Nick Gallery

No. 3
- Position: Punter

Personal information
- Born: February 15, 1975 (age 51) Manchester, Iowa, U.S.
- Listed height: 6 ft 4 in (1.93 m)
- Listed weight: 245 lb (111 kg)

Career information
- High school: East Buchanan
- College: Iowa
- NFL draft: 1997: undrafted

Career history
- Kansas City Chiefs (1997)*; New York Jets (1997–1998); Philadelphia Eagles (1998)*; Miami Dolphins (1999)*; Frankfurt Galaxy (2000); Kansas City Chiefs (2000)*;
- * Offseason and/or practice squad member only

Awards and highlights
- 2× First-team All-Big Ten (1995, 1996); Second-team All-Big Ten (1993);
- Stats at Pro Football Reference

= Nick Gallery =

American football player (born 1975)

Nick Patrick Gallery (born February 15, 1975) is an American former professional football player who was a punter for the New York Jets of the National Football League (NFL). He played college football for the Iowa Hawkeyes.

==Early life==
Born in Manchester, Iowa, Gallery attended East Buchanan High School and joined the University of Iowa team in 1993. Gallery was the Hawkeyes' punter for all four years he was at the school, with 179 punts in 45 games and a 44.5 yards-per-punt average. He also caught a touchdown pass his sophomore year.

==Pro career==
Gallery wasn't drafted and sat out the 1997 season. In 1998, however, he was signed by the New York Jets and beat out 37-year-old incumbent Brian Hansen during the preseason, thus becoming the Jets' punter for their opening game against the San Francisco 49ers. But things did not go smoothly for the rookie punter; his first kick went only 34 yards, and his second punt was shanked, landing out of bounds only 23 yards downfield. This earned what the New York Daily News termed "an evil stare" from coach Bill Parcells, and the strong field position led to a 49ers touchdown. Gallery punted four more times, and his best two were his last ones, in overtime: a 48-yarder to Niners return man R. W. McQuarters (who was tackled by Gallery himself) and a 49-yard punt that pinned San Francisco on their own four-yard-line. Unfortunately for New York, on the very next play Garrison Hearst ran 96 yards for a game-winning touchdown.
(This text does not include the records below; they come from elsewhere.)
PR #8822, opened 2017-03-08
Upgrade PHP CS Fixer to v2

keradus:
Hi.
I have noticed that you updated PHP CS Fixer to be under FriendsOfPHP vendor, which is great !

Let us put it forward - v1 has reached end of life.
This is my proposal how to update it - with all the upgrade needed to use new version.

Commit logs are meaningful, I did changes one by one.

Keep in mind that v2 brings a lot changes in rules and detects more and more violations - even when using same ruleset (like more rules in PSR2 "level"/"set" or same rule now is more powerful to cover more cases). For that, it's also worth to re-apply the rules on the codebase. To try to keep this PR atomic and easy see the changes, I apply the rules in separated PR - #8823 .
Feel free to close any of the PRs.


magento-cicd2:
[CLA assistant check](https://cla.dev.magento.com/magento/magento2?pullRequest=8822) <br/>All committers have signed the CLA.

.gitignore
```diff
@@ -25,6 +25,8 @@ atlassian*
 /.grunt
 /Gruntfile.js
 /package.json
+/.php_cs
+/.php_cs.cache
```
orlangur, line 29: I see the same line in composer's `gitignore`... No way to specify other path, like `var/.php_cs.cache` or something, right?

.php_cs.dist
```diff
@@ -0,0 +1,50 @@
+<?php
```
orlangur, line 1: Do this file has to be in the root? No other options like `.github` or `.travis` folders?

Then please do changes similar to https://github.com/magento/magento2/blame/develop/.htaccess#L225 in both `.htaccess` and `.htaccess.sample`.

.php_cs.dist
```diff
@@ -0,0 +1,50 @@
...
+ * vendor/bin/static-review.php hook:install dev/tools/Magento/Tools/StaticReview/pre-commit .git/hooks/pre-commit
+ */
+$finder = PhpCsFixer\Finder::create()
+    ->name('*.phtml')
+    ->exclude('dev/tests/functional/generated')
+    ->exclude('dev/tests/functional/var')
+    ->exclude('dev/tests/functional/vendor')
+    ->exclude('dev/tests/integration/tmp')
+    ->exclude('dev/tests/integration/var')
+    ->exclude('lib/internal/Cm')
```
orlangur, line 18: Please exclude `generated` folder also (`var/generation` was moved to `generated`).

Some of these paths are irrelevant already but it will not spoil anything and better to be addressed in separate PR or within this PR processing by Magento folks.

.php_cs.dist
```diff
@@ -0,0 +1,50 @@
...
+    ->setFinder($finder)
+    ->setRules([
+        '@PSR2' => true,
+        'array_syntax' => ['syntax' => 'short'],
+        'concat_space' => ['spacing' => 'one'],
+        'include' => true,
+        'new_with_braces' => true,
+        'no_empty_statement' => true,
+        'no_extra_consecutive_blank_lines' => ['use'],
+        'no_extra_consecutive_blank_lines' => true,
```
orlangur: Quick snippet:
```
php -r 'var_dump(["no" => ["use"], "no" => true]);'
array(1) {
  ["no"]=>
  bool(true)
}
```

Is there some generator for https://github.com/FriendsOfPHP/PHP-CS-Fixer/blob/master/UPGRADE.md#renamed-rules ? :) Probably should be just `['use']`.

.php_cs.dist
```diff
@@ -0,0 +1,50 @@
...
+
+return PhpCsFixer\Config::create()
+    ->setFinder($finder)
+    ->setRules([
+        '@PSR2' => true,
+        'array_syntax' => ['syntax' => 'short'],
+        'concat_space' => ['spacing' => 'one'],
+        'include' => true,
+        'new_with_braces' => true,
+        'no_empty_statement' => true,
```
orlangur, line 35: `join_function` -> `no_alias_functions` is missing (or omitted due to changed behavior?)

.php_cs.dist
```diff
@@ -0,0 +1,50 @@
...
+    ->exclude('pub/static')
+    ->exclude('setup/vendor')
+    ->exclude('var');
+
+return PhpCsFixer\Config::create()
+    ->setFinder($finder)
+    ->setRules([
+        '@PSR2' => true,
+        'array_syntax' => ['syntax' => 'short'],
+        'concat_space' => ['spacing' => 'one'],
```
orlangur, line 32: `operators_spaces` -> `binary_operator_spaces` is missing

.php_cs.dist
```diff
@@ -0,0 +1,50 @@
...
+        'no_multiline_whitespace_before_semicolons' => true,
+        'no_singleline_whitespace_before_semicolons' => true,
+        'no_trailing_comma_in_singleline_array' => true,
+        'no_unused_imports' => true,
+        'no_whitespace_in_blank_line' => true,
+        'object_operator_without_whitespace' => true,
+        'ordered_imports' => true,
+        'standardize_not_equals' => true,
+        'ternary_operator_spaces' => true,
+    ]);
```
orlangur, line 49: Except mentioned ruleset is identical 👍

orlangur (changes requested):

.gitignore
keradus: deafult location of `.php_cs.cache` is where `.php_cs.dist` is.

.php_cs.dist
keradus: I got confused is it supposed to be `var/generation` or `generated`.
Anyway, indeed. Out of the scope of this PR. it's up to you which paths should be excluded. I only updated the namespaces and so on. Not changing any logic.

.php_cs.dist
keradus: I didn't change the way where you keep the file. If you want to move it to non-default location and point the location every time you run the PHP CS Fixer from CLI - it's possible, it's up to you. Also, I doubt that this file should be used only on Travis env.
Anyway, change of where you store the file is outside of scope of this PR.

I updated `.htaccess, thanks

.php_cs.dist
keradus: It has wider scope

.php_cs.dist
keradus: `join_function` - works only with `join` function.
new fixer works with dozens of them.

.php_cs.dist
keradus: I first translated rules - originally rules `extra_empty_lines` and `remove_lines_between_uses` were both translated into `no_extra_consecutive_blank_lines`, but with different config.
Then sort lines in array. Indeed, should be only once.

.php_cs.dist
orlangur: No, I'm asking whether `php-cs-fixer` checks any other location besides current folder by default. If not - no need to move configuration file.

.php_cs.dist
orlangur: This one: https://github.com/magento/magento2/tree/develop/generated

Ok, no objections from my side, could be updated with any other paths later.

.php_cs.dist
orlangur: Anything undesired/unexpected? It's not an issue if now it fixes more cases than before :)

.php_cs.dist
orlangur: Aha, I see, and it is not configurable, ok.

.php_cs.dist
keradus: some thinks it change too much operators. eg in this repo i noticed you like to have space around `!`. Don't know if this is intended or not.
I do not want to define the ruleset you want to use or change paths. Just pure v1->v2 upgrade. If you want to update ruleset, go ahead ;) but it's your decision.

keradus:
Funny there are random Travis failures in this repo...

.php_cs.dist
orlangur: Ok :) Here we like consistency, not "zero spaces for concat, one space otherwise".

orlangur:
>  0 => 'Your password reset link has expired.'

Aha, didn't see this error before, probably this test relies on system time.

.php_cs.dist
keradus: Good for you ;)
Again, my purpose was not to figure out which ruleset you want to follow, that's part of the community ;) I just took what was in file

.php_cs.dist
orlangur: @keradus please clarify this item and we are done.

keradus: How config path is determined:
- path from CLI argument
- path of what you are fixing (`php-cs-fixer fix foo/` -> `foo/.php_cs(.dist)`)
- current working dir (`php-cs-fixer fix foo/` -> `.php_cs(.dist)`)

to work the best when one may want to run tool providing only subfolders, like
`php-cs-fixer fix foo/`
and then
`php-cs-fixer fix bar/`
the best DX is when the config file is on `cwd` level, so root of the project

orlangur: Ok :) Too many details, what I needed is if `php-cs-fixer` can look into some `.php_cs/` folder also.

orlangur:
LGTM 🥇 

I don't think anybody could do `php-cs-fixer` upgrade better.

Now let's wait for Fabien come here and say we are using [outdated](http://symfony.com/doc/current/contributing/community/releases.html#schedule) Symfony components and then I could say I saw everything in my life :)

orlangur (approved):

.php_cs.dist
keradus: no (except when manually passing the config file as parameter)

keradus:
Thank you.
Having approval, I signed CLA.

keradus:
So... could this be merged then ?

okorshenko:
@keradus thank you for your contribution!
@orlangur thank you for review!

Gallery finished with six punts for 39.7 average, well below his numbers at Iowa. It would be Gallery's only game in the NFL, as the Jets hurriedly re-signed Hansen and the rookie was released.

In 2000, Gallery was signed by the Frankfurt Galaxy of NFL Europe and became the Galaxy's regular punter, kicking 43 times for an unimpressive 39.4 average. He did not return to Frankfurt in 2001, but was selected by the Chicago Enforcers as a kicker (K) from Iowa with the 475th pick in the 2001 XFL inaugural draft. Gallery was the 475th—and last—player selected, making him the nascent league's own Mr. Irrelevant. He did not make the team, however, and his pro career came to an end.

Nick's younger brother Robert Gallery, after starring as a tackle in Iowa, was selected second overall in 2004 and played seven seasons for the Oakland Raiders, plus one for the Seattle Seahawks.

==Personal life==
Nick lives in Mill Valley, CA with his wife, Taryn Goodman Gallery, and his daughter.